- TASK STATEMENT -
The lines of the records that include "this" should all be copied.

(EXTRACTED RECORDS begins)

Issue #4909, opened 2022-12-08
Structure-field : Use props.fields instead of attrs.fields for building the Form.


Daandelange:
Hello, I'm reopening a ticket for #4107 as it got lost in stale issues.

## Description
The structure field currently uses `$this->attrs['fields']` to build the form. I think it should use `$this->props['fields']`.
https://github.com/getkirby/kirby/blob/3e5899b628a2b59c1833a8d79eda292a7fe06843/config/fields/structure.php#L176

The purpose of my request is to make the `structure-field` better re-useable. Unless you really need to use the user-provided attributes from the blueprint, I think it makes more sense to use `$this->props['fields']` (or `$this->fields` to accept computed fields too) instead of `$this->attrs['fields']` so that the StructureField is easier to extend, with less redondant code. (see snippet below)

If other people are running into this issue, the easiest way I found is to add a `form` to your extended-structure-field's `methods`. This will also ensure compatibility with current Kirby version (3.8.3) and before.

(EXTRACTED RECORDS ends)

- WRITTEN SOLUTION -
The structure field currently uses `$this->attrs['fields']` to build the form. I think it should use `$this->props['fields']`.
The purpose of my request is to make the `structure-field` better re-useable. Unless you really need to use the user-provided attributes from the blueprint, I think it makes more sense to use `$this->props['fields']` (or `$this->fields` to accept computed fields too) instead of `$this->attrs['fields']` so that the StructureField is easier to extend, with less redondant code. (see snippet below)
If other people are running into this issue, the easiest way I found is to add a `form` to your extended-structure-field's `methods`. This will also ensure compatibility with current Kirby version (3.8.3) and before.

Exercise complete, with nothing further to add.